Tags: language
"Infantile-Americans" (Reprise from 24 March, 2006)
December 1st, 2010 , by Sante"I'm no baby; I'm an Infantile-American!" This has been one among the many funny sayings and songs I've invented on the job over the decades, working with infants. There's also a little comment, when the supine baby's arm is resting over her/his head, hand in a fist (a very common position, especially when that arm has fought its way out of a swaddle): "Babies Rule". (One of my moms improved on this about 2 years ago: "Infant Power, man". ) Of all my baby-sayings, these two resonate most on the political level.
I have a pet peeve about the "(fill in the blank)-American" description attributing not only ethnicity but also American nationality to unknown individuals, on the basis of appearance alone. Are all black people "African-Americans"? "A male African-American, about 5'9": Really? Did you ask him his nationality? Did you get a good look at his features? What if he was neither African nor American?
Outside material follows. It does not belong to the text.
PR #125, opened 2021-11-16
Fix building cluster-init container on tags.

ashwinath:
As of now, the pattern for building on release tags are not there, so it will not publish a tagged version. We also set the appVersion to 1.0.0 like turing charts and also set the default image to 1.0.0.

What if he was SriLankan-British? or Indian-Trinidadian? Or a black Frenchman?
And what about the racially mixed? Could a "European-Asian-American" be actually a Pacific Islander and more or less Caucasian? And what of the so-called "Hispanics"? Aren't they somewhat descended of Europeans? Native Americans?
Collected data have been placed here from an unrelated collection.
PR #126, opened 2021-11-17
Batch predict endpoint

leonlnj:
### Overview
This PR will add a new endpoint, `batch_predict` to Turing router. 
Currently the individual request are handled async. Individual request will behave the same as current state (no retries). 
Individual request failures will not fail the entire request and be lodged as part of the response.

Current batch endpoint expects "batch_request" with an array of requests and will return a response with "batch_result" with the array of response with fields `code`, `error`, `data`. 

Sample request
image

Sample response
image
image

### Modification
`api/e2e/test/01_create_router_test.go` - Add batch_endpoint testing to e2e test
`api/turing/cluster/servicebuilder/router.go` - Change string to []string, to add batch_endpoint prefix to default
`api/turing/cluster/virtual_service.go` - Loop through prefixes to add multiple matches if provided

`engines/router/missionctl/handlers/http_handler.go` - Refactored `ServeHTTP` to extract common method for batch_predict. Primarily `getPrediction()`, `enableTracingSpan()`, `measureRequestDuration()`.

`engines/router/missionctl/handlers/batch_http_handler.go` - New handler for the batch endpoint. Embedding `httpHandler`   and providing implementation for `ServeHTTP` using common method refactored in `http_handler.go`. 

`engines/router/missionctl/turingctx/context.go` - Added new method to return original context as parent and create a new turingreqid with input suffix

### DIFF
--- a/api/turing/cluster/servicebuilder/router.go
+++ b/api/turing/cluster/servicebuilder/router.go
@@ -72,7 +72,7 @@ const (
 const (
 	defaultIstioGateway   = "istio-ingressgateway.istio-system.svc.cluster.local"
 	defaultGateway        = "knative-ingress-gateway.knative-serving"
-	defaultMatchURIPrefix = "/v1/predict"
+	defaultMatchURIPrefix = "/v1/predict,/v1/batch_predict"
 )
 
 // NewRouterService creates a new cluster Service object with the required config
@@ -158,7 +158,7 @@ func (sb *clusterSvcBuilder) NewRouterEndpoint(
 		Endpoint:        host,
 		DestinationHost: defaultIstioGateway,
 		HostRewrite:     veURL.Hostname(),
-		MatchURIPrefix:  defaultMatchURIPrefix,
+		MatchURIPrefix:  strings.Split(defaultMatchURIPrefix, ","),
 	}, nil
 }
 
--- a/api/turing/cluster/servicebuilder/router.go
+++ b/api/turing/cluster/servicebuilder/router.go
@@ -70,10 +70,11 @@ const (
 
 // Router endpoint constants
 const (
-	defaultIstioGateway   = "istio-ingressgateway.istio-system.svc.cluster.local"
-	defaultGateway        = "knative-ingress-gateway.knative-serving"
-	defaultMatchURIPrefix = "/v1/predict,/v1/batch_predict"
+	defaultIstioGateway = "istio-ingressgateway.istio-system.svc.cluster.local"
+	defaultGateway      = "knative-ingress-gateway.knative-serving"
 )
+
+var defaultMatchURIPrefixes = []string{"/v1/predict", "/v1/batch_predict"}
 
 // NewRouterService creates a new cluster Service object with the required config
 // for the Turing router to be deployed.
@@ -151,14 +152,14 @@ func (sb *clusterSvcBuilder) NewRouterEndpoint(
 	host := strings.Replace(veURL.Hostname(), routerName, routerEndpointName, 1)
 
 	return &cluster.VirtualService{
-		Name:            routerEndpointName,
-		Namespace:       project.Name,
-		Labels:          labels,
-		Gateway:         defaultGateway,
-		Endpoint:        host,
-		DestinationHost: defaultIstioGateway,
-		HostRewrite:     veURL.Hostname(),
-		MatchURIPrefix:  strings.Split(defaultMatchURIPrefix, ","),
+		Name:             routerEndpointName,
+		Namespace:        project.Name,
+		Labels:           labels,
+		Gateway:          defaultGateway,
+		Endpoint:         host,
+		DestinationHost:  defaultIstioGateway,
+		HostRewrite:      veURL.Hostname(),
+		MatchURIPrefixes: defaultMatchURIPrefixes,
 	}, nil
 }
 
--- a/api/turing/cluster/virtual_service.go
+++ b/api/turing/cluster/virtual_service.go
@@ -7,14 +7,14 @@ import (
 )
 
 type VirtualService struct {
-	Name            string            `json:"name"`
-	Namespace       string            `json:"namespace"`
-	Labels          map[string]string `json:"labels"`
-	Gateway         string            `json:"gateway"`
-	Endpoint        string            `json:"endpoint"`
-	DestinationHost string            `json:"destination_host"`
-	HostRewrite     string            `json:"host_rewrite"`
-	MatchURIPrefix  []string          `json:"match_uri_prefix"`
+	Name             string            `json:"name"`
+	Namespace        string            `json:"namespace"`
+	Labels           map[string]string `json:"labels"`
+	Gateway          string            `json:"gateway"`
+	Endpoint         string            `json:"endpoint"`
+	DestinationHost  string            `json:"destination_host"`
+	HostRewrite      string            `json:"host_rewrite"`
+	MatchURIPrefixes []string          `json:"match_uri_prefix"`
 }
 
 func (cfg VirtualService) BuildVirtualService() *v1alpha3.VirtualService {
@@ -29,8 +29,8 @@ func (cfg VirtualService) BuildVirtualService() *v1alpha3.VirtualService {
 		},
 		Weight: 100,
 	}
-	httpMatches := make([]*networking.HTTPMatchRequest, len(cfg.MatchURIPrefix))
-	for index, prefix := range cfg.MatchURIPrefix {
+	httpMatches := make([]*networking.HTTPMatchRequest, len(cfg.MatchURIPrefixes))
+	for index, prefix := range cfg.MatchURIPrefixes {
 		uri := networking.HTTPMatchRequest{
 			Uri: &networking.StringMatch{
 				MatchType: &networking.StringMatch_Prefix{
--- a/api/turing/cluster/virtual_service.go
+++ b/api/turing/cluster/virtual_service.go
@@ -14,7 +14,7 @@ type VirtualService struct {
 	Endpoint        string            `json:"endpoint"`
 	DestinationHost string            `json:"destination_host"`
 	HostRewrite     string            `json:"host_rewrite"`
-	MatchURIPrefix  string            `json:"match_uri_prefix"`
+	MatchURIPrefix  []string          `json:"match_uri_prefix"`
 }
 
 func (cfg VirtualService) BuildVirtualService() *v1alpha3.VirtualService {
@@ -29,6 +29,17 @@ func (cfg VirtualService) BuildVirtualService() *v1alpha3.VirtualService {
 		},
 		Weight: 100,
 	}
+	httpMatches := make([]*networking.HTTPMatchRequest, len(cfg.MatchURIPrefix))
+	for index, prefix := range cfg.MatchURIPrefix {
+		uri := networking.HTTPMatchRequest{
+			Uri: &networking.StringMatch{
+				MatchType: &networking.StringMatch_Prefix{
+					Prefix: prefix,
+				},
+			},
+		}
+		httpMatches[index] = &uri
+	}
 
 	return &v1alpha3.VirtualService{
 		ObjectMeta: metav1.ObjectMeta{
@@ -41,15 +52,7 @@ func (cfg VirtualService) BuildVirtualService() *v1alpha3.VirtualService {
 			Gateways: []string{cfg.Gateway},
 			Http: []*networking.HTTPRoute{
 				{
-					Match: []*networking.HTTPMatchRequest{
-						{
-							Uri: &networking.StringMatch{
-								MatchType: &networking.StringMatch_Prefix{
-									Prefix: cfg.MatchURIPrefix,
-								},
-							},
-						},
-					},
+					Match: httpMatches,
 					Route: []*networking.HTTPRouteDestination{
 						httpRouteDest,
 					},
--- a/engines/router/missionctl/handlers/batch_http_handler.go
+++ b/engines/router/missionctl/handlers/batch_http_handler.go
@@ -4,6 +4,7 @@ import (
 	"encoding/json"
 	"io/ioutil"
 	"net/http"
+	"strconv"
 	"sync"
 
 	"github.com/gojek/turing/engines/router/missionctl"
@@ -76,8 +77,9 @@ func (h *batchHTTPHandler) ServeHTTP(rw http.ResponseWriter, req *http.Request) 
 
 		go func(index int, jsonRequestBody json.RawMessage) {
 			defer waitGroup.Done()
+			requestContext := turingctx.NewTuringContextWithSuffix(ctx, strconv.Itoa(index))
 			var batchResponse batchResponse
-			resp, httpErr := h.getPrediction(ctx, req, ctxLogger, jsonRequestBody)
+			resp, httpErr := h.getPrediction(requestContext, req, ctxLogger, jsonRequestBody)
 			if httpErr != nil {
 				batchResponse.StatusCode = httpErr.Code
 				batchResponse.ErrorMsg = httpErr.Message
--- a/engines/router/missionctl/handlers/batch_http_handler.go
+++ b/engines/router/missionctl/handlers/batch_http_handler.go
@@ -1,26 +1,37 @@
 package handlers
 
 import (
-	"github.com/gojek/turing/engines/router/missionctl"
+	"encoding/json"
 	"io/ioutil"
 	"net/http"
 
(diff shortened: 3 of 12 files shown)


romanwozniak:
Thanks for this MR @leonlnj, before I have some more feedback on it, would it be possible to extend our e2e test suite to also cover batch predict flow?

engines/router/missionctl/handlers/batch_http_handler.go
```diff
@@ -0,0 +1,124 @@
...
+	// Create context from the request context
+	ctx := turingctx.NewTuringContext(req.Context())
+	// Create context logger
+	ctxLogger := log.WithContext(ctx)
+	defer func() {
+		_ = ctxLogger.Sync()
+	}()
+
+	// Get the unique turing request id from the context
+	turingReqID, err := turingctx.GetRequestID(ctx)
```
romanwozniak, line 47: Are there any side effects if we have the same turing request ID for multiple predictions? Would it mess with result logging? @krithika369 can you think of any?

engines/router/missionctl/handlers/batch_http_handler.go
```diff
@@ -0,0 +1,124 @@
...
+
+	// Read the request body
+	requestBody, err := ioutil.ReadAll(req.Body)
+	if err != nil {
+		h.error(ctx, rw, errors.NewHTTPError(err))
+		return
+	}
+
+	//Valid request
+	if valid := json.Valid(requestBody); !valid {
```
romanwozniak, line 64: Is it necessary to explicitly check if the payload is a valid JSON or would it be sufficient to just capture a possible error from `json.Unmarshall` method below?

engines/router/missionctl/handlers/batch_http_handler.go
```diff
@@ -0,0 +1,124 @@
...
+	var batchRequests map[string][]interface{}
+	err = json.Unmarshal(requestBody, &batchRequests)
+	if err != nil {
+		h.error(ctx, rw, errors.NewHTTPError(errors.Newf(errors.BadInput,
+			`Invalid json request`)))
+		return
+	}
+
+	//Validate request
+	if _, ok := batchRequests["batch_request"]; !ok {
```
romanwozniak, line 80: 1. Is it necessary to have individual requests to be nested under `batch_request`? Can the batch predict payload be just `[{"key": "request_1"}, {"key": "request_2"}, ...]`?
2. If there is a reason to keep the current structure (i.e. `batch_request` property), then can we define it as Go type so we don't use a hard-coded `"batch_request"` string for accessing the data?

engines/router/missionctl/handlers/batch_http_handler.go
```diff
@@ -0,0 +1,124 @@
...
+
+	//Handle request asynchronously
+	var batchResponses = make([]batchResponse, len(batchRequests["batch_request"]))
+	var waitGroup sync.WaitGroup
+	for index, value := range batchRequests["batch_request"] {
+		waitGroup.Add(1)
+
+		go func(index int, jsonRequestBody interface{}) {
+			defer waitGroup.Done()
+			batchRequestBody, _ := json.Marshal(jsonRequestBody)
```
romanwozniak, line 94: That's very inefficient to unmarshal data first to marshal it again later. Think about the possible batch size in a magnitude of a thousand(s) predict requests. 

Maybe you can use `[]json.RawMessage` (instead of `[]interface{}`) to split the batch into individual requests?

engines/router/missionctl/handlers/batch_http_handler.go
```diff
@@ -0,0 +1,124 @@
...
+			var batchResponse batchResponse
+			resp, httpErr := h.getPrediction(ctx, req, ctxLogger, batchRequestBody)
+			if httpErr != nil {
+				batchResponse.StatusCode = httpErr.Code
+				batchResponse.ErrorMsg = httpErr.Message
+				batchResponses[index] = batchResponse
+				return
+			}
+			err := json.Unmarshal(resp.Body(), &batchResponse.Data)
```
romanwozniak, line 103: Along the same lines, maybe `batchResponse.Data` can be set to either `json.RawMessage` or even `[]byte`

engines/router/missionctl/handlers/batch_http_handler.go
```diff
@@ -0,0 +1,124 @@
...
+			if err != nil {
+				batchResponse.StatusCode = http.StatusInternalServerError
+				batchResponse.ErrorMsg = "Unable to marshall response into json"
+			}
+			batchResponse.StatusCode = http.StatusOK
+			batchResponses[index] = batchResponse
+		}(index, value)
+	}
+	waitGroup.Wait()
```
romanwozniak, line 112: How do we handle a timeout? Do we take into account router's timeout setting for the batch predict endpoint?

engines/router/missionctl/handlers/batch_http_handler.go
```diff
@@ -0,0 +1,124 @@
...
+
+	// Write the json response to the writer
+	rw.Header().Set("Content-Type", "application/json")
```
romanwozniak, line 115: Maybe we can just mirror back the original request's Content-Type:
```go
rw.Header().Set("Content-Type", resp.Header().Get("Content-Type"))
```

engines/router/missionctl/handlers/batch_http_handler.go
```diff
@@ -0,0 +1,124 @@
...
+
+	// Get the unique turing request id from the context
+	turingReqID, err := turingctx.GetRequestID(ctx)
+	if err != nil {
+		ctxLogger.Errorf("Could not retrieve Turing Request ID from context: %v",
+			err.Error())
+	}
+	ctxLogger.Debugf("Received batch request for %v", turingReqID)
+
+	ctx = h.enableTracingSpan(ctx, req)
```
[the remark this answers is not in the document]
leonlnj: yes, the check is within the function, i should move it out. thanks!

engines/router/missionctl/handlers/batch_http_handler.go
leonlnj: 1. Yes it can be, I have tried that previously. What I had in mind was to keep it consistent with XP's response where it was {"data": .....} in general. Then i added the a key to the request to keep similar on both req/response. I just look through the Turing swagger doc and it make more sense to use `[{"key": "request_1"}, {"key": "request_2"}, ...]` instead for consistency, missed this out. 
2. Will change both to the suggested, feels more consistent that way.

Thanks!

engines/router/missionctl/handlers/batch_http_handler.go
leonlnj: they are handled individually in `resp, httpErr := h.getPrediction(ctx, req, ctxLogger, batchRequestBody)`

If the router timeout is 1s , individual request will get a 408 fiber timeout at 1s.
In the event of route timeout, individual request will get a 500 timeout (ss in the last section of description)

With the router timeout applied on individual requests, it will appear as though it is applied to the main request. 
I left the behaviour as such because in the event of partial success/failures, it might be more ideal to return them as it is , rather than to timeout the entire batch request. 

The only issues is that Im not sure what is the http status code to return, in the event of partial failure, keeping it as 200 for now.

leonlnj:
Thanks, will look into the e2e before cleaning it up!

engines/router/missionctl/handlers/batch_http_handler.go
leonlnj: My intention was to differential invalid json and missing `batch_request`, since it could be a valid json and fail in unmarshalling due to missing key. 

I'll removed the `batch_request` and this can be combined.

engines/router/missionctl/handlers/batch_http_handler.go
krithika369: The example you have shown is that of the response: `resp.Header()`

> Maybe we can just mirror back the original request's Content-Type

But if you meant this:
* I am not sure if there we be cases where the request's content type header is missing.
* If there will be cases where the request content-type is json but the response type is text

So I feel it's better to copy from the response (unless Turing is crafting it, in which case it should determine the type).

ashwinath: Not in favour of mirroring it, since the router does not dynamically handle all kinds of content-type.

engines/router/missionctl/handlers/batch_http_handler.go
krithika369: I can't think of any. There is no uniqueness constraint on the Turing Request ID. However, I'm curious - is that the only distinguisher in the logs - i.e., the presence of multiple records with the same ID indicate it's a batch request? 

Should we instead append a suffix to the TuringReqID? So, for batch requests, they will be `{unique_hash}-{idx}` where the idx is their index in the original request. That way, we have a common pattern and a distinguisher for batch requests. wdyt?

engines/router/missionctl/handlers/batch_http_handler.go
```diff
@@ -0,0 +1,124 @@
...
+
+type batchResponse struct {
+	StatusCode int         `json:"code"`
+	ErrorMsg   string      `json:"error,omitempty"`
+	Data       interface{} `json:"data,omitempty"`
+}
+
+type batchResult struct {
+	BatchResult []batchResponse `json:"batch_result"`
+}
```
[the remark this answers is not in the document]
ashwinath: Also actually is StatusCode really required? Can't it be taken from the HTTP header?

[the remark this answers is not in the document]
leonlnj: When i checked, it was not available from the route response, there was only application/content in the header. 

Also, these are for the individual resquest's, I cant think of any other way to depict them in case of partial failures.

engines/router/missionctl/handlers/batch_http_handler.go
leonlnj: I do feel that copying from response is neater, but my dilemma is that if there were multiple individual request, some with failure and some with success, it might be different content type. 

In most cases, I thought that returning a json with individual responses made the most sense to me, and hence I hardcoded to it to application/json initially.

leonlnj:
will reopen the PR once i patch up the virtualservice and e2e test, apologies for not doing it early!

engines/router/missionctl/handlers/batch_http_handler.go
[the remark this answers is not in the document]
ashwinath: Not sure what you mean it's here: https://github.com/gojek/turing/blob/5cdd2094c69ffeab327605d513eede288c5f4247/engines/router/missionctl/handlers/batch_http_handler.go#L97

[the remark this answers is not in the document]
leonlnj: yup that is for the header/status for the batch request, the status code is meant for individual responses from the route.

image

engines/router/missionctl/handlers/batch_http_handler.go
ashwinath: I think the other alternative is to reject non `content-type: application/json` in requests if you want to be strict about it, then it's safe to mirror.

engines/router/missionctl/handlers/batch_http_handler.go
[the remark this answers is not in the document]
ashwinath: no thats the payload not the http headers.

leonlnj:
updated the MR with the changes, thanks all once again

api/turing/cluster/servicebuilder/router.go
```diff
@@ -72,7 +72,7 @@ const (
 const (
 	defaultIstioGateway   = "istio-ingressgateway.istio-system.svc.cluster.local"
 	defaultGateway        = "knative-ingress-gateway.knative-serving"
-	defaultMatchURIPrefix = "/v1/predict"
+	defaultMatchURIPrefix = "/v1/predict,/v1/batch_predict"
```
romanwozniak, line 75: Would it be a better idea to define it as:
```go
var defaultMatchURIPrefixes = []string{"/v1/predict", "/v1/batch_predict"}
```
So you don't need to do the unnecessary string manipulations

api/turing/cluster/virtual_service.go
```diff
@@ -14,7 +14,7 @@ type VirtualService struct {
 	Endpoint        string            `json:"endpoint"`
 	DestinationHost string            `json:"destination_host"`
 	HostRewrite     string            `json:"host_rewrite"`
-	MatchURIPrefix  string            `json:"match_uri_prefix"`
+	MatchURIPrefix  []string          `json:"match_uri_prefix"`
```
romanwozniak, line 17: Maybe then also change the property field to `MatchURIPrefixes` to make it easy to read that multiple prefixes can be passed in

engines/router/missionctl/handlers/batch_http_handler.go
```diff
@@ -0,0 +1,106 @@
...
+	// Get the unique turing request id from the context
+	turingReqID, err := turingctx.GetRequestID(ctx)
+	if err != nil {
+		ctxLogger.Errorf("Could not retrieve Turing Request ID from context: %v",
+			err.Error())
+	}
+	ctxLogger.Debugf("Received batch request for %v", turingReqID)
+
+	if tracing.Glob().IsEnabled() {
+		ctx = h.enableTracingSpan(ctx, req)
```
romanwozniak, line 53: Can you make sure that distributed tracing works as intended with the batch request to Turing? I.e. that the tracing headers are propagated to processing individual requests and separate nested tracing spans are created for each individual request?

engines/router/missionctl/handlers/batch_http_handler.go
romanwozniak: Ok, this makes sense. Resolving this thread

engines/router/missionctl/handlers/batch_http_handler_test.go
```diff
@@ -0,0 +1,171 @@
...
+func createGenericMissionControl(t *testing.T) missionctl.MissionControl {
+	//Create missionctl with route for testing
+	missionCtl, err := missionctl.NewMissionControl(
+		nil,
+		&config.EnrichmentConfig{
+			Endpoint: "",
+			Timeout:  time.Second,
+		},
+		&config.RouterConfig{
+			//ConfigFile: filepath.Join("../testdata", "nop_default_router.yaml"),
```
romanwozniak, line 157: Leftover?

engines/router/missionctl/handlers/batch_http_handler_test.go
```diff
@@ -0,0 +1,171 @@
...
+			ConfigFile: filepath.Join("../testdata", "batch_router_test.yaml"),
```
romanwozniak, line 158: Maybe this ConfigFile can be passed as an argument to `createGenericMissionControl` function?

engines/router/missionctl/handlers/batch_http_handler_test.go
```diff
@@ -0,0 +1,171 @@
...
+			if test.expectedContentType == "application/json" {
+				assert.JSONEq(t, test.expectedResponseBody, string(result))
+			} else {
+				assert.Equal(t, test.expectedResponseBody, string(result))
+			}
+		})
+	}
+}
+
+func TestNewBatchHTTPHandlerBadRoute(t *testing.T) {
```
romanwozniak, line 91: Can you mergte `TestNewBatchHTTPHandlerBadRoute`  with `TestNewBatchHTTPHandler` by adding `missionCtl ` as a parameter of the test suite:
```go
tests := map[string]struct {
		payload              string
		expectedResponseBody string
		expectedStatusCode   int
		expectedContentType  string
                missionCtl: *missionctl.MissionControl
	}
```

It seems to me that this politically correct manner of adjectivizing people has created much more outrageous racism than we ever had with the words "white" and "Caucasian", "black" and "Negro". I'd think that calling a man "European-American" who is but a visitor to our shores from his home in Russia amongst his Persian-born family may be more deservedly ill-received than calling him "white" or, yet more accurately, Caucasian.
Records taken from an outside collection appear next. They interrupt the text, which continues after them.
PR #128, opened 2021-11-19
Remove db scripts out of helm

ashwinath:
Currently, the helm chart contains the database migration scripts. But we should not be duplicating these scripts into the helm charts and running a separate container just to initialise them. Embedding it in the application logic makes it easier to start the Turing API as a developer as well as removing the need for an init container.


api/turing/config/config.go
```diff
@@ -228,11 +228,12 @@ type SinglePageApplicationConfig struct {
...
-	Port     int    `validate:"required"`
-	User     string `validate:"required"`
-	Password string `validate:"required"`
-	Database string `validate:"required"`
+	Host                       string `validate:"required"`
+	Port                       int    `validate:"required"`
+	User                       string `validate:"required"`
+	Password                   string `validate:"required"`
+	Database                   string `validate:"required"`
+	MigrationScriptsFolderPath string `validate:"required"`
```
romanwozniak, line 236: super nit, but it can be just `MigrationsPath`or `MigrationsFolder`

api/turing/server/application.go
```diff
@@ -153,3 +148,49 @@ func Run() {
 		log.Errorf("Failed to start turing-api: %s", err)
 	}
 }
+
+func initDB(cfg *config.Config) (*gorm.DB, error) {
```
romanwozniak, line 152: It makes sense to move it into a separate package (`db`?) and re-use this part for the integration tests db initialization (https://github.com/gojek/turing/blob/main/api/turing/it/database/database.go)

romanwozniak: Also, you don't need the entire `*config.Config` here, you can simply pass an instance of `config.DatabaseConfig` instead

romanwozniak (commented):
Please refactor it to share the part of running the migrations between the main app and the integration test setup. Rather than that, I have no disagreement on how it's done

api/turing/config/config.go
ashwinath: Had a bit of a brain fart here. Yeah I'll do `MigrationsFolder` instead.

api/turing/server/application.go
ashwinath: Ok db package sounds better actually.

api/turing/it/database/database.go
```diff
@@ -9,15 +9,14 @@ import (
...
+	"github.com/gojek/turing/api/turing/config"
+	"github.com/gojek/turing/api/turing/db"
 	"github.com/gojek/turing/api/turing/log"
-	gomigrate "github.com/golang-migrate/migrate/v4"
-	"github.com/golang-migrate/migrate/v4/database/postgres"
-	_ "github.com/golang-migrate/migrate/v4/source/file"
 	"github.com/jinzhu/gorm"
 )
 
 func connectionString(db string) string {
```
romanwozniak, line 18: This can be moved to `db`package as well (as it's used there as well), with a modification:
```
func ConnectionString (cfg *config.DatabaseConfig) string {...}
```

api/turing/db/database.go
```diff
@@ -0,0 +1,68 @@
+package db
```
romanwozniak, line 1: I'd suggest to name the package `database` and the DB instance as `db`

api/turing/it/database/database.go
```diff
@@ -76,7 +59,15 @@ func CreateTestDatabase() (*gorm.DB, func(), error) {
 		}
 	}
 
-	if testDb, err = migrate(testDb, testDbName); err != nil {
+	dbCfg := &config.DatabaseConfig{
```
romanwozniak, line 62: you can actually initialize an instance of `config.DatabaseConfig` at `api/turing/it/database/config.go` as the user-provided input is being read there

ashwinath: I thought about it but the database always changes with a new test suite, so the object will have to be created upon invocation of `WithTestDatabase()`

romanwozniak: well, your global variables are guaranteed to be initialized before `WithTestDatabase` is invoked. I.e. your variables here: https://github.com/gojek/turing/blob/0e8eec8042bbb074240b9aa7d4f4fb2303a3ca9c/api/turing/it/database/config.go#L7-L13
are guaranteed to be initialized, so why can't you simply replace it with:
```go
var dbConfig = config.DatabaseConfig {
	Host:              getEnvOrDefault("DATABASE_HOST", "localhost"),
	Port:              strconv.Atoi(getEnvOrDefault("DATABASE_PORT", "5432")),
	User:              getEnvOrDefault("DATABASE_USER", "turing"),
	Password:          getEnvOrDefault("DATABASE_PASSWORD", "turing"),
	Database:          getEnvOrDefault("DATABASE_NAME", "turing"),
	MigrationsFolder:  "../db-migrations/",
}
```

Then you have the variously "disabled" and "-challenged": Is it really cruel to refer to a blind person as "blind"? A friend recently referred to my "Infantile Americans" as "Developmentally-Challenged", with the sardonic implication that even my tongue-in-cheek terminology is becoming passé.
Here in San Francisco, there may soon come a day when it'll be considered "sexist" to identify someone as male or female! First comes the offense-taking, by one or two extreme activists, and then the legislation. The first phase is already a longstanding fact here: A simple "Excuse me, sir" can equally enrage a cross-dresser of either persuasion!
Of every possible background, I love working with babies and the moms who've just borne them. They know exactly what they are and don't care what you call 'em: "Babies Rule!"